29. Use of a CDNF or MANF polypeptide in the manufacture of a pharmaceutical composition for the treatment of reperfusion injury, said composition being administered systemically to a subject, wherein said CDNF polypeptide comprises the amino acid sequence of SEQ ID NO:l, a sequence having at least 80% sequence identity with SEQ ID NO:l or a functional fragment thereof, and wherein said MANF polypeptide comprises the amino acid sequence of SEQ ID NO:2, a sequence having at least 80% sequence identity with SEQ ID N0:2 or a functional fragment thereof.

30. The use according to claim 29, wherein said composition is administered intramuscularly, intravenously or subcutaneously to a subject, preferably intravenously or subcutaneously.

31. The use according to claim 29 or 30, wherein said treatment treats or prevents reperfusion injury following ischemic stroke and hemorrhagic brain injury, or wherein said reperfusion injury is induced by a treatment with a thrombolytic drug or thrombectomy.

32. The use according to any one of claims 29-31 , wherein the polypeptide is CDNF.

33. The use according to claim 32, wherein said CDNF polypeptide consists of the amino acid sequence of SEQ ID NO: 1, a sequence having at least 80% sequence identity with SEQ IDNO:l or a functional fragment thereof.

34. The use according to any one of claims 29-31 , wherein the polypeptide is MANF.

35. The use according to claim 34, wherein said MANF polypeptide consists of the amino acid sequence of SEQ IDNO:2, a sequence having at least 80% sequence identity with SEQ IDNO:2 or a functional fragment thereof.

36. The use according to any one of claims 29-35, wherein ischemic stroke is treated.

37. The use according to any one of claims 29-35, wherein hemorrhagic brain injury is treated.

38. The use according to claim 36, wherein the CDNF or MANF polypeptide is administered together with a thrombolytic drug.

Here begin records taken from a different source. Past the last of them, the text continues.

PR #932, opened 2025-01-06
Add support for defining Groups and Subgroups as enums

lioneaglesolutions:
## Problem
When defining groups and subgroups, it's nice to have a clear idea of what groups are available to use. PHP Backed Enums are a perfect way of achieving this. Otherwise, developers could mis-type group names easily such as;
```php
#[Group('Users')];
#[Group('User')];  // typo
```

## Solution
By allowing the usage of Backed Enums, it is very clean to be able to define your API Endpoint Groups as an enum;
```php
enum EndpointGroup: string
{
    case Users = 'Users';
    case Invoices = 'Invoices';
}
```
Then in your codebase you can simply do;
```php
#[Group(EndpointGroup::Invoices)]
class InvoiceController
{
   // ...
}
```

### Alternative
An alternative could be to just add `->value` to each enum which would not require any codebase changes however this is not visually pleasing and not as nice of a DX as being able to pass an enum directly.
```php
#[Group(EndpointGroup::Invoices->value)]
class InvoiceController
{
   // ...
}
```

### DIFF
--- a/src/Attributes/Subgroup.php
+++ b/src/Attributes/Subgroup.php
@@ -8,15 +8,30 @@ use Attribute;
 class Subgroup
 {
     public function __construct(
-        public string $name,
+        public mixed $name,
         public ?string $description = '',
     ){
+    }
+
+    protected function getName(): string
+    {
+        if (is_string($this->name)) {
+            return $this->name;
+        }
+
+        if (interface_exists('BackedEnum') && is_a($this->name, 'BackedEnum')) {
+            return $this->name->value;
+        }
+
+        throw new \InvalidArgumentException(
+            'The name property of a group must be either a PHP Backed Enum or a string'
+        );
     }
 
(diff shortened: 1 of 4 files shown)


shalvah:
Nice convenience feature!

src/Attributes/Subgroup.php
```diff
@@ -8,15 +8,30 @@
 class Subgroup
 {
     public function __construct(
-        public string $name,
+        public mixed $name,
         public ?string $description = '',
     ){
     }
 
+    protected function getName(): string
```
shalvah, line 16: Ugh, I really hate these property accessor methods.

Considering making the next major PHP 8.4 only so I can do this with [property hooks](https://www.php.net/manual/en/language.oop5.property-hooks.php).

(I won't do that.)

PR #1002, opened 2025-06-27
Add domain option to the laravel config section so docs can live on a separate hostname

dazza-dev:
Current behaviour
The laravel section of config/scribe.php lets you tweak docs_url, asset folder, middleware, etc., but there’s no way to put the generated documentation behind a different domain or sub-domain. Today you have to copy the route declaration and wrap it in Route::domain() yourself each time you publish the config.

Impact
Non-breaking: existing installations keep working as domain defaults to null.
Zero maintenance cost: publishing the config once exposes the new env var for developers who need it.

### DIFF
--- a/config/scribe.php
+++ b/config/scribe.php
@@ -61,7 +61,7 @@ return [
         'add_routes' => true,
 
         // Domain to use for the docs endpoint for example: https://docs.yourdomain.com/.
-        'domain' => null,
+        'domain' => env('SCRIBE_DOCS_DOMAIN', null),
 
         // URL path to use for the docs endpoint (if `add_routes` is true).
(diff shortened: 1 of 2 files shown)


shalvah:
Thanks for identifying a problem and trying to fix it! I won't be accepting this, though. 

As a rule, I reject any new additions to the config file. It's already quite big, and if an addition is not relevant to the majority of users, it's not worth increasing the size of this file (which hurts its usability).

Your use cases in particular can already be solved with a workaround: 

> Today you have to copy the route declaration and wrap it in Route::domain() yourself each time you publish the config.

I agree it may be less than ideal, so I'm open to other solutions (eg custom hooks). But the config file is for the 90% use case, not the 10%.

PR #1011, opened 2025-07-19
Add unique validation rule.

Ferks-FK:
This PR adds support for the `unique` rule.
Currently validations that use the `unique` rule were ignored.

With this PR:
```php
    public function rules(): array
    {
        return [
            'code' => ['required', 'string', 'alpha_dash', 'min:4', 'max:36',
                Rule::unique('vouchers')->ignore($this->route('voucher')?->id),
            ],
        ];
    }
```
image

Without (same rules):
image

Note: I tried to make `$this->route(‘voucher’)` resolvable, so that the description would be:
```
Must be unique in the <code>vouchers</code> table for column <code>id</code> (ignoring record with <code>id</code> = <code>5</code>).
```
This is useful for update cases where we need to ignore an ID.
However, I couldn't get it to work and I don't even know if it's possible, let me know.


src/Extracting/ParsesValidationRules.php
```diff
@@ -548,6 +548,24 @@ protected function processRule($rule, $ruleArguments, array &$parameterData, arr
                 case 'nullable':
                     $parameterData['nullable'] = true;
                     break;
+                case 'unique':
+                    $table = $ruleArguments[0] ?? 'table';
+                    $column = isset($ruleArguments[1])
+                        ? ($ruleArguments[1] === 'NULL' ? 'id' : $ruleArguments[1])
+                        : 'id'; // If the column is not specified, assume it is 'id'.
```
shalvah: I think doing this may cause some issues for people with some other column. Can we change this to not mention a column instead?

shalvah (commented):
Thanks for the work! You need to check the tests, though.

On a conceptual level, I'm not convinced about this feature-I've had some people complain about any references to a database table. 🤔 I think there's an argument there, that this is an implementation detail we shouldn't mention in the API. The more I think about it, the more I think it's better to just say "Must not be taken".

src/Extracting/ParsesValidationRules.php
Ferks-FK: As it stands, it does not require the column to be provided.
`Rule::unique('vouchers')` It is the equivalent `Rule::unique('vouchers', 'id')`
The ID column is assumed, because Laravel assumes that it is also ID.

shalvah: Let's just go with "Must not be taken" (which is Rails' default `unique` validation message). Database table and column names are implementation details that API consumers should neither know or care about.

shalvah (changes requested):
Let's go with "Must not be taken".

shalvah (changes requested):
Sorry, I still think we should not be mentioning the table name. We had something like that before, but there were complaints that we were exposing an implementation detail to API consumers. And that makes sense: if the endpoint is `POST /suppliers`, but you store in a table called `third_parties` (for instance, if you do Single Table Inheritance), returning an error message, `Must be unique in the "third_parties" table` would be confusing.

Sorry it's taken me so long to get back to you on this!

PR #1016, opened 2025-07-31
Add support for `list` validation rule

d3radicated:
This PR adds support for the `list` validation rule. Currently, the generated type for lists is `string`.

Just whipped this up on a whim. Willing to add tests but I don't know it it will break tests since `list` rule was only added on Laravel 11 and up.


shalvah:
For testing, just do something like this!
https://github.com/knuckleswtf/scribe/blob/66283b27b5a5f77877ad9c8660a5a68ba4a20729/tests/Unit/ValidationRuleParsingTest.php#L462-L468

PR #1019, opened 2025-08-21
Add deprecation attribute string support

### LINKED ISSUE #1018: Enhance the deprecated attribute
### Scribe version

5.3.0

### Your question

I really like the new attribute for the deprecation notice.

39. The use according to claim 38, wherein the administration(s) of the CDNF or MANF polypeptide and the thrombolytic drug to a subject is(are) conducted simultaneously or consecutively, in any order.

40. The use according to claim 38 or 39, wherein the thrombolytic drug is selected from the group consisting of: recombinant tissue plasminogen activator (rtPA), streptokinase, anistreplase, alteplase, reteplase, tenecteplase and urokinase.

41. The use according to any one of claims 29-40, wherein the first administration is performed within 4 hours after the onset of ischemic cerebral stroke.